PR #12, opened 2016-10-18
Updated the SYCL Stream benchmark with latest ComputeCpp CE 0.1.1 Edition

Ruyk:
This patch updates the CMake building options to support the [Codelay ComputeCpp Community Edition 0.1](https://www.codeplay.com/products/computesuite/computecpp), including the FindComputeCpp CMake module provided with the [ComputeCpp SDK](https://github.com/codeplaysoftware/computecpp-sdk).
The patch also includes minor performance tuning changes for SYCL. First, we pre-compile the kernel binaries in the setting up, like the OCLStream variant. By default on SYCL, the OpenCL program is compiled on demand in the Parallel For. 
The accessors syntax is also changed to use linear access, which simplifies the work of the device compiler.
    
In order to build with ComputeCpp, only the standard CMake flags from the SDK are required:
 ` cmake ../
      -DHAS_SYCL=ON \
      -DCOMPUTECPP_PACKAGE_ROOT_DIR=/path/to/computecpp/package \
      -DCMAKE_MODULE_PATH=GPU-STREAM/cmake/Modules/`

### DIFF
--- a/CMakeLists.txt
+++ b/CMakeLists.txt
@@ -155,17 +155,22 @@ if (HAS_SYCL)
   add_executable(gpu-stream-sycl main.cpp SYCLStream.cpp)
   target_compile_definitions(gpu-stream-sycl PUBLIC SYCL)
 
-  find_program(COMPUTECPP "compute++")
-  if (COMPUTECPP)
+  # The user must define this in order to use FindComputeCpp
+  if (COMPUTECPP_PACKAGE_ROOT_DIR)
     message(STATUS "Using ComputeCpp for SYCL compilation")
-    add_custom_target(SYCLStream.sycl COMMAND ${COMPUTECPP} ${CMAKE_CURRENT_SOURCE_DIR}/SYCLStream.cpp -sycl -no-serial-memop -O2 -emit-llvm -c)
-    add_dependencies(gpu-stream-sycl SYCLStream.sycl)
-    target_compile_options(gpu-stream-sycl PUBLIC -include SYCLStream.sycl)
-    target_link_libraries(gpu-stream-sycl SYCL OpenCL)
+    include(FindComputeCpp)
+
+    include_directories(${COMPUTECPP_INCLUDE_DIRECTORY})
+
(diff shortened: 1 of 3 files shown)


jrprice:
The build system changes look fine, but I'm seeing a big performance drop with the changes to the SYCL kernels. On a Fury X we used to get ~430 GB/s, and with this patch we're only getting ~384 GB/s. We're using ComputeCpp CE0.1.

Any idea what's going on here?

Ruyk:
The code used explicit local size for SYCL, with a value that was good for AMD but quite bad for other platforms we are testing internally. The default behaviour works well for all platforms on the current development version of ComputeCpp. We are planning update the public version of ComputeCpp soon. We can wait to merge this patch until the update is public and you verify the results, or I can add the explicit values only for AMD devices in the patch, so that you can merge this patch in now, whatever you prefer :smiley:

jrprice:
Ah, I see. We like the idea of not having to specify the work-group size. If there's a new version of ComputeCpp being released soon that gives us a good performance with that approach, then we'll just hang on for a bit longer and merge this patch after it is released.

Ruyk:
ComputeCpp 0.1.1 is now out :-)

jrprice:
Thanks - performance is now just a little higher than before.

jrprice:
Actually I spoke too soon. The performance is slightly better on the AMD Fury X , but for Intel CPUs it's *much* worse. For our Ivy Bridge Xeon machine it's almost twice as slow, and for our Intel Xeon Phi (Knights Landing) box it's 15X slower (a mere 15 GB/s down from 214 GB/s).

I'm not sure why this would be. For the OpenCL version we just pass `NULL` to `clEnqueueNDRangeKernel` and let the runtime pick the work-group size, which works just fine. My understanding was that this new version of ComputeCpp should be doing the same?

jrprice:
False alarm, I just screwed something up. Performance on Intel devices is no worse than before.

Ruyk:
Thanks!

PR #13, opened 2016-11-02
Replace write_arrays with init_arrays

jrprice:
This allows each model to initialise their arrays with a parallel
approach, which yields the first touch required for good performance
on NUMA architectures.

With this change, I wonder whether we should now make it so that the model classes all "own" their own host arrays, rather than passing in the vectors from `main.cpp`. The driver would still need to allocate a vector to retrieve the results, but it seems a little strange to allocate and pass in a vector which quite a few models now just ignore.

### DIFF
--- a/ACCStream.cpp
+++ b/ACCStream.cpp
@@ -36,13 +36,19 @@ ACCStream<T>::~ACCStream()
 }
 
 template <class T>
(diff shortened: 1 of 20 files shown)


tomdeakin:
I agree with your comment about letting the models own their own host arrays. Really main should just read back the result at the end.

tomdeakin:
Merged into the devel branch

PR #19, opened 2016-12-09
Unify OpenMP 4.5 code for CPU and GPU

tomdeakin:
This update defaults to running OpenMP on the CPU. If built with `-DOMP_TARGET_GPU` the OpenMP 4.5 target code is built instead.

Additionally the `-DOMP3` and `-DOMP45` defines are replaced with just `-DOMP`.


OMPStream.h
```diff
@@ -17,7 +17,7 @@
 #define IMPLEMENTATION_STRING "OpenMP 4.5"
```
jrprice: Should we make this just `"OpenMP"` now?

Issue #18, opened 2016-11-26
enable OpenMP 4.5 for compilers besides Cray


jeffhammond:
I'm not a CMake guru but this project should test for OpenMP 4.5 compiler support generically rather than just associate this implementation with the Cray toolchain.

http://www.openmp.org/resources/openmp-compilers/ has the full list, but at least GCC 6.1+ and Intel 17+ support OpenMP 4.5 and I just confirmed that GCC 6.2.0 can correctly run `gpu-stream-omp45`.

```
$ git diff
diff --git a/CMakeLists.txt b/CMakeLists.txt
index efee733..574fcc3 100644
--- a/CMakeLists.txt
+++ b/CMakeLists.txt
@@ -118,12 +118,12 @@ endif ()
 #-------------------------------------------------------------------------------
 # OpenMP 4.5
 #-------------------------------------------------------------------------------
-if ("${CMAKE_CXX_COMPILER_ID}" MATCHES "Cray")
-  if (CMAKE_CXX_COMPILER_VERSION VERSION_GREATER 4.5)
+#if ("${CMAKE_CXX_COMPILER_ID}" MATCHES "Cray")
+#  if (CMAKE_CXX_COMPILER_VERSION VERSION_GREATER 4.5)
     add_executable(gpu-stream-omp45 main.cpp OMP45Stream.cpp)
     target_compile_definitions(gpu-stream-omp45 PUBLIC OMP45)
-  endif ()
-endif ()
+#  endif ()
+#endif ()
```

tomdeakin:
This should be solved in v3.1. Additionally in v3.0 we changed the structure on the OpenMP code to allow building for CPUs and GPUs via compiler preprocessor switch rather than separate source.

Issue #14, opened 2016-11-13
Build system needs improving


tomdeakin:
Binaries don't tend to build with the correct flags. This needs fixing. In the mean time things can be compiled manually, but the following should be run first:

`echo '#define VERSION_STRING "2.0"' > common.h`

tomdeakin:
Fixed in v3.1.

Issue #9, opened 2016-08-26
Make fails for RAJA


tomdeakin:
CUDA and RAJA interfeer in CMakeLists.txt

DavidPoliakoff:
Hey, I'm running into this as well. I get RAJA to build if I add

  set_source_files_properties(main.cpp PROPERTIES CUDA_SOURCE_PROPERTY_FORMAT OBJ)

But then the OMP3 build crashes. Don't know whether it's possible to fix along those lines.

tomdeakin:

—————

What is needed is an exact reproduction of the data.

Response
PR #12, opened 2016-10-18
Updated the SYCL Stream benchmark with latest ComputeCpp CE 0.1.1 Edition

Ruyk:
This patch updates the CMake building options to support the [Codelay ComputeCpp Community Edition 0.1](https://www.codeplay.com/products/computesuite/computecpp), including the FindComputeCpp CMake module provided with the [ComputeCpp SDK](https://github.com/codeplaysoftware/computecpp-sdk).
The patch also includes minor performance tuning changes for SYCL. First, we pre-compile the kernel binaries in the setting up, like the OCLStream variant. By default on SYCL, the OpenCL program is compiled on demand in the Parallel For. 
The accessors syntax is also changed to use linear access, which simplifies the work of the device compiler.
    
In order to build with ComputeCpp, only the standard CMake flags from the SDK are required:
 ` cmake ../
      -DHAS_SYCL=ON \
      -DCOMPUTECPP_PACKAGE_ROOT_DIR=/path/to/computecpp/package \
      -DCMAKE_MODULE_PATH=GPU-STREAM/cmake/Modules/`

### DIFF
--- a/CMakeLists.txt
+++ b/CMakeLists.txt
@@ -155,17 +155,22 @@ if (HAS_SYCL)
   add_executable(gpu-stream-sycl main.cpp SYCLStream.cpp)
   target_compile_definitions(gpu-stream-sycl PUBLIC SYCL)
 
-  find_program(COMPUTECPP "compute++")
-  if (COMPUTECPP)
+  # The user must define this in order to use FindComputeCpp
+  if (COMPUTECPP_PACKAGE_ROOT_DIR)
     message(STATUS "Using ComputeCpp for SYCL compilation")
-    add_custom_target(SYCLStream.sycl COMMAND ${COMPUTECPP} ${CMAKE_CURRENT_SOURCE_DIR}/SYCLStream.cpp -sycl -no-serial-memop -O2 -emit-llvm -c)
-    add_dependencies(gpu-stream-sycl SYCLStream.sycl)
-    target_compile_options(gpu-stream-sycl PUBLIC -include SYCLStream.sycl)
-    target_link_libraries(gpu-stream-sycl SYCL OpenCL)
+    include(FindComputeCpp)
+
+    include_directories(${COMPUTECPP_INCLUDE_DIRECTORY})
+
(diff shortened: 1 of 3 files shown)


jrprice:
The build system changes look fine, but I'm seeing a big performance drop with the changes to the SYCL kernels. On a Fury X we used to get ~430 GB/s, and with this patch we're only getting ~384 GB/s. We're using ComputeCpp CE0.1.

Any idea what's going on here?

Ruyk:
The code used explicit local size for SYCL, with a value that was good for AMD but quite bad for other platforms we are testing internally. The default behaviour works well for all platforms on the current development version of ComputeCpp. We are planning update the public version of ComputeCpp soon. We can wait to merge this patch until the update is public and you verify the results, or I can add the explicit values only for AMD devices in the patch, so that you can merge this patch in now, whatever you prefer :smiley:

jrprice:
Ah, I see. We like the idea of not having to specify the work-group size. If there's a new version of ComputeCpp being released soon that gives us a good performance with that approach, then we'll just hang on for a bit longer and merge this patch after it is released.

Ruyk:
ComputeCpp 0.1.1 is now out :-)

jrprice:
Thanks - performance is now just a little higher than before.

jrprice:
Actually I spoke too soon. The performance is slightly better on the AMD Fury X , but for Intel CPUs it's *much* worse. For our Ivy Bridge Xeon machine it's almost twice as slow, and for our Intel Xeon Phi (Knights Landing) box it's 15X slower (a mere 15 GB/s down from 214 GB/s).

I'm not sure why this would be. For the OpenCL version we just pass `NULL` to `clEnqueueNDRangeKernel` and let the runtime pick the work-group size, which works just fine. My understanding was that this new version of ComputeCpp should be doing the same?

jrprice:
False alarm, I just screwed something up. Performance on Intel devices is no worse than before.

Ruyk:
Thanks!

PR #13, opened 2016-11-02
Replace write_arrays with init_arrays

jrprice:
This allows each model to initialise their arrays with a parallel
approach, which yields the first touch required for good performance
on NUMA architectures.

With this change, I wonder whether we should now make it so that the model classes all "own" their own host arrays, rather than passing in the vectors from `main.cpp`. The driver would still need to allocate a vector to retrieve the results, but it seems a little strange to allocate and pass in a vector which quite a few models now just ignore.

### DIFF
--- a/ACCStream.cpp
+++ b/ACCStream.cpp
@@ -36,13 +36,19 @@ ACCStream<T>::~ACCStream()
 }
 
 template <class T>
(diff shortened: 1 of 20 files shown)


tomdeakin:
I agree with your comment about letting the models own their own host arrays. Really main should just read back the result at the end.

tomdeakin:
Merged into the devel branch

PR #19, opened 2016-12-09
Unify OpenMP 4.5 code for CPU and GPU

tomdeakin:
This update defaults to running OpenMP on the CPU. If built with `-DOMP_TARGET_GPU` the OpenMP 4.5 target code is built instead.

Additionally the `-DOMP3` and `-DOMP45` defines are replaced with just `-DOMP`.


OMPStream.h
```diff
@@ -17,7 +17,7 @@
 #define IMPLEMENTATION_STRING "OpenMP 4.5"
```
jrprice: Should we make this just `"OpenMP"` now?

Issue #18, opened 2016-11-26
enable OpenMP 4.5 for compilers besides Cray


jeffhammond:
I'm not a CMake guru but this project should test for OpenMP 4.5 compiler support generically rather than just associate this implementation with the Cray toolchain.

http://www.openmp.org/resources/openmp-compilers/ has the full list, but at least GCC 6.1+ and Intel 17+ support OpenMP 4.5 and I just confirmed that GCC 6.2.0 can correctly run `gpu-stream-omp45`.

```
$ git diff
diff --git a/CMakeLists.txt b/CMakeLists.txt
index efee733..574fcc3 100644
--- a/CMakeLists.txt
+++ b/CMakeLists.txt
@@ -118,12 +118,12 @@ endif ()
 #-------------------------------------------------------------------------------
 # OpenMP 4.5
 #-------------------------------------------------------------------------------
-if ("${CMAKE_CXX_COMPILER_ID}" MATCHES "Cray")
-  if (CMAKE_CXX_COMPILER_VERSION VERSION_GREATER 4.5)
+#if ("${CMAKE_CXX_COMPILER_ID}" MATCHES "Cray")
+#  if (CMAKE_CXX_COMPILER_VERSION VERSION_GREATER 4.5)
     add_executable(gpu-stream-omp45 main.cpp OMP45Stream.cpp)
     target_compile_definitions(gpu-stream-omp45 PUBLIC OMP45)
-  endif ()
-endif ()
+#  endif ()
+#endif ()
```

tomdeakin:
This should be solved in v3.1. Additionally in v3.0 we changed the structure on the OpenMP code to allow building for CPUs and GPUs via compiler preprocessor switch rather than separate source.

Issue #14, opened 2016-11-13
Build system needs improving


tomdeakin:
Binaries don't tend to build with the correct flags. This needs fixing. In the mean time things can be compiled manually, but the following should be run first:

`echo '#define VERSION_STRING "2.0"' > common.h`

tomdeakin:
Fixed in v3.1.

Issue #9, opened 2016-08-26
Make fails for RAJA


tomdeakin:
CUDA and RAJA interfeer in CMakeLists.txt

DavidPoliakoff:
Hey, I'm running into this as well. I get RAJA to build if I add

  set_source_files_properties(main.cpp PROPERTIES CUDA_SOURCE_PROPERTY_FORMAT OBJ)

But then the OMP3 build crashes. Don't know whether it's possible to fix along those lines.

tomdeakin:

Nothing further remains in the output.